3GPP telah memulai studinya pada tahun 2015 dan telah merilis terus spesifikasi barunya dalam bentuk rilisan hingga yang terbaru adalah rilisan ke-17 yang dijadwalkan rilis tahun 2021. Setiap rilisan akan menuliskan standarisasi baru untuk digunakan pengembang seperti operator menjadi standar produknya.

Menurut laporan ITU-R pada November 2017, perkembangan utama yang terjadi pada 5G adalah peningkatan kecepatannya. 5G akan mampu bekerja dengan kecepatan hingga 20 Gbps unduh dan 10 Gbps unggah. Manajemen jaringan juga ditingkatkan dengan kemampuan lebih dari satu juta perangkat dalam satu meter persegi. Mobilitas jaringan bisa bekerja dalam kecepatan hingga 500 kilometer per jam. 5G juga menjanjikan latensi hanya sebesar satu milidetik.

ITU telah memberikan tiga fungsi utama untuk 5G, yaitu Enhanced Mobile Broadband (eMBB), Ultra Reliable Low Latency Communications (URLLC), and Massive Machine Type Communications (mMTC).

eMBB menunjukkan bagaimana 5G menjadi sebuah perkembangan atas 4G karena kecepatannya, kemampuannya, dan latensinya. URLLC berarti penggunaan 5G pada aplikasi atau unsur penting yang menjadi esensi utama suatu perusahaan yang biasanya membutuhkan pertukaran data yang masif dan tanpa gangguan.

mMTC adalah penggunaan 5G untuk keperluan mengkoneksikan sejumlah besar perangkat yang membutuhkan tenaga kecil dan memiliki skalabilitas tinggi dan kapasitas baterai lebih dalam area luas (LPWAN), atau yang lebih biasa dikenal perangkat internet of things (IoT). Dilansir dari Mediatek, URLLC dan mMTC masih belum dibuat publik hingga 2021.
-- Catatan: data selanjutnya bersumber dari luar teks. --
PR #505, opened 2020-05-22
provider: Fix a contradiction about the route localization

vperron:
**Explain pull request**
I understand that choosing which option is still an ongoing discussion, in  #491 for instance.

Nevertheless, for now the current specification is contradictory:
- routes must be within city limits at some point
- route may not be within city limits 10 lines further

This PR enforces the most restrictive access for now: the route should be within a city boundary, as stated higher up in the document.

**Is this a breaking change**
Not really, since the specification is currently contradictory, it can't be implemented.

**Which spec(s) will this pull request impact?**
Provider

### DIFF
--- a/provider/README.md
+++ b/provider/README.md
@@ -244,7 +244,7 @@ For the near-ish real time use cases, please use the [events](#events) endpoint.
 
 ### Routes
 
-To represent a route, MDS `provider` APIs must create a GeoJSON [`FeatureCollection`](https://tools.ietf.org/html/rfc7946#section-3.3), which includes every [observed point][geo] in the route, even those which occur outside the [municipality boundary](#municipality-boundary).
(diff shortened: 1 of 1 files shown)


thekaveman:
It's not clear where you are reading the contradiction? Are you referring to this line:

> Unless stated otherwise by the municipality, the trips endpoint must return all trips with a route which intersects with the municipality boundary.

This line speaks to *which routes* must be included (all routes that have any intersection with the municipality boundary). The line changed in this PR speaks to *which points* must be included in a route (all points, both inside and outside the boundary).

This change does not look correct to me.

vperron:
I think you're right, the change is incorrect. Some colleagues and myself did indeed misread it. 

I'll try and add some clarification to better reflect your clarification.

schnuerle:
@vperron is there a different change you'd like to propose here, or is it OK to close this PR in favor of a future PR aligned with the latest MDS release code?

vperron:
As I stated in my latest comment this PR is actually invalid, I'll close it immediately.

PR #523, opened 2020-06-19
Policy: use a consistent definition for timestamps (recreation)

schnuerle:
Recreated the #435 PR which fixes issue #432.

-----

Aligns the Policy text specification for timestamps to the Provider and Agency
APIs, which use integer milliseconds from Unix epoch.

Fixes issue #432.

### Explain pull request

Fixes mismatch of string vs. number for timestamps.

### Is this a breaking change

Technically, yes, but in reality I'm not sure.

The `mds-core` reference implementation already defined timestamps as numbers:
https://github.com/openmobilityfoundation/mds-core/blob/09930c89ea4c71684140aa0046ba9727be40bd79/packages/mds-types/index.ts#L144

That being said, if other implementations exist that were using strings it's possible there will be breakage.

### Impacted Spec

 * `policy`

### Additional context

N/A

### DIFF
--- a/policy/README.md
+++ b/policy/README.md
@@ -73,6 +73,10 @@ The response to a client request must include a valid HTTP status code defined i
 - **404:** Not Found: Object(s) do not exist.
 - **500:** Internal server error.
 
+#### Timestamps
+
+As with the Provider API, `timestamp` refers to integer milliseconds since Unix epoch.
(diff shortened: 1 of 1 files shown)


schnuerle:
Please review and approve for merger to dev.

Berdasarkan data April 2019 dari Global Mobile Suppliers Association (GMSA), sekitar 224 operator di 88 negara telah secara aktif menguji coba 5G. Di Korea selatan, sebagai contoh, para operator telah membangun berbagai base sttation hingga telah terbangun 86 ribu base station pada April.

Samsung menjadi produsen ponsel pertama pembuat perangkat yang menggunakan 5G dengan Galaxy S10 5G-nya. Selain itu, GMSA juga telah mencatat 23 vendor berencana membuat perangkat 5G dengan total 33 perangkat berbeda. Ada tujuh bentuk perangkat 5G: ponsel (12 perangkat), hotspot (empat perangkat, customer-premises equipment outdoor (delapan perangkat), modul (lima perangkat), dongle snap-on dan adapter (dua perangkat), dan terminal USB (satu perangkat).
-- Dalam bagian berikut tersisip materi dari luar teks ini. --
PR #506, opened 2020-05-26
Provider/Agency reconciliation

karcass:
Reference documents:

1. [Github Issue](https://github.com/openmobilityfoundation/mobility-data-specification/issues/271)
2. [Spreadsheet Comparison](https://docs.google.com/spreadsheets/d/1rs6pGI3LudXIFQfZLkqE5sJ4A6_WfM1439hG4IK6B0Y/edit#gid=0)
3. [Notes](https://docs.google.com/document/d/1-KggZnPtdmiDvJJOzb4NWa8v7MfdNK88quWc0y7dzyo/edit#heading=h.j69uqwsassh7)
4. [State machine diagram](https://docs.google.com/presentation/d/1Ar2-ju8YlddSsTATvQw4YjsSa5108XtidtnJNk-UAfA/edit#slide=id.p)
5. [Presentation Slides](https://docs.google.com/presentation/d/1tBMli8dGP6d101UvYnBEqQMCDnSq5xUvBKEMLDwKjEo/edit?usp=sharing)
6. [Video of Presentation](https://us02web.zoom.us/rec/share/xpRzCJTI1npOGY3PuBn0ebEhXdTieaa82yUf8vsMyh5k7t_WQ5m_tol_pJS6bLY8)  Password: 1B&1*2E?

PR #534, opened 2020-06-26
Reconciled JSON schemas

### LINKED ISSUE #518: Add 'other' option to vehicle_type

Would like to align vehicle types between MDS and GBFS.  

Currently [GBFS v2.1rc has 5 types](https://github.com/MobilityData/gbfs/blob/master/gbfs.md#free_bike_statusjson), and [MDS 0.4.1 has 4 types](https://github.com/openmobilityfoundation/mobility-data-specification/tree/dev/provider#vehicles).  

They are the same except GBFS has an `other` type.

Would like to add the `other` to vehicle_types.  It seems valuable so you don't have to make up your own type or pigeon hole into one of the 4, for example if you want to do use MDS with a new vehicle type like dockless cars, drones, etc.  Can be updated later away from `other` by providers/cities when the new vehicle type is added to the spec.

If possible, I'd like to include this in `1.0.0`.  Can be implemented in the Reconciliation PR #506.

### Is this a breaking change

 * No, non-breaking

### Impacted Spec

 * `agency`
 * `policy`
 * `provider`

Do nothing, leave the feature specified as-is.

### LINKED ISSUE #526: Update JSON Schemas for reconciled state machine
After #506 is merged, we'll have a reconciled state machine between Agency and Provider. A follow-up task is to update the JSON Schemas with the new set of `vehicle_state` and `event_type`. 

If possible, we'd also like to indicate which combinations of those values are considered valid under the state machine as is done now within the [`status_changes.json`](https://github.com/openmobilityfoundation/mobility-data-specification/blob/main/provider/dockless/status_changes.json#L324) Schema. This could be difficult because the new model allows an array of `event_type` per `vehicle_state`, and intermediate states are "hidden" by the final valid event transition. [See discussion on #271 for more details](https://github.com/openmobilityfoundation/mobility-data-specification/issues/271#issuecomment-624170186).

### LINKED ISSUE #531: Reconcile more Agency and Provider fields

This is a follow-up item from #506 and related to the work for #526.

In updating the JSON Schemas for the Reconciliation work in #506, it has become apparent that there are more areas of Agency and Provider that "almost" overlap. Since we're taking this opportunity in 1.0.0 to introduce breaking changes to the state machine, I propose the following additional breaking changes to a few additional fields. These will allow for more reuse in the schema generation process and generally further improve alignment between Agency and Provider.

#### 1. Vehicle model

Agency `GET /vehicles` and `POST /vehicles` uses the following fields to model a vehicle (omitting some for brevity):

```
provider_id
device_id
vehicle_id
type
propulsion
```

While in all of the Provider endpoints, the vehicle model looks like:

```
provider_id
device_id
vehicle_id
vehicle_type
propulsion_type
```
**Proposal:** rename Agency fields `type` and `propulsion` to match their Provider corollaries. The field `propulsion_type` will be renamed to `propulsion_types` to more clearly indicate that it allows an array of values.

#### 2. Conditional Trip references

In Agency `POST /vehicles/{device_id}/event` we have the field `trip_id`:

> `trip_id`: UUID provided by Operator to uniquely identify the trip. Required for `trip_start`, `trip_end`, `trip_enter_jurisdiction`, and `trip_leave_jurisdiction` event types

And in Provider `/status_changes` we have the field `associated_trip`:

> `associated_trip`: Trip UUID (foreign key to Trips API), required if `event_type` is `trip_start` or `trip_end`, or for any other status change event that marks the end of a trip.

**Proposal:** rename Provider `associated_trip` to `trip_id` to align with Agency, and add the event `trip_cancel` to the list of `event_types` that make this trip reference required in either case.

### Is this a breaking change

 * Yes, breaking

### Impacted Spec

 * `agency`
 * `provider`

thekaveman:
Following up with #506, this is an update to the JSON Schema generation process and schemas for the reconciled state machine.

Work is ongoing and almost there. Marking as DRAFT for now.

Fixes #518
Fixes #526
Fixes #531


thekaveman:
See [my comment](https://github.com/openmobilityfoundation/mobility-data-specification/issues/526#issuecomment-651393739) on the Issue for a trade-off I had to make in validating the vehicle state machine.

5G dikatakan dapat meningkatkan penggunaan dan realisasi IoT. Kemampuannya mentransfer data dengan cepat serta kapasitas manajemen perangkat yang besar membuat 5G dapat mengkoneksikan setiap perangkat dalam kehidupan kita menjadi suatu jaringan.

"5G akan mentransformasi kemampuan jaringan nirkabel dengan memfasilitasi implementasi yang padat, menggunakan spektrum yang belum pernah tersedia sebelumnya untuk sistem selular, mampu menggunakan kanal radio yang sangat luas, menggunakan metode virtualisasi, dan mendukung aplikasi yang rendah latensi dan dapat diandalkan," kata Presiden Rysavy Research Peter Rysavy, seperti dilansir dari 5GAmericas.

Jadi, sudah siap dengan era 5G?

Reporter Magang: Joshua Michael

(mdk/faz)

Kontak Tentang Kami Redaksi Pedoman Media Siber Metodologi Riset Workstation Disclaimer Syarat & Ketentuan Privacy Kode Etik Sitemap

Copyright © 2024 merdeka.com KLY KapanLagi Youniverse All Right Reserved.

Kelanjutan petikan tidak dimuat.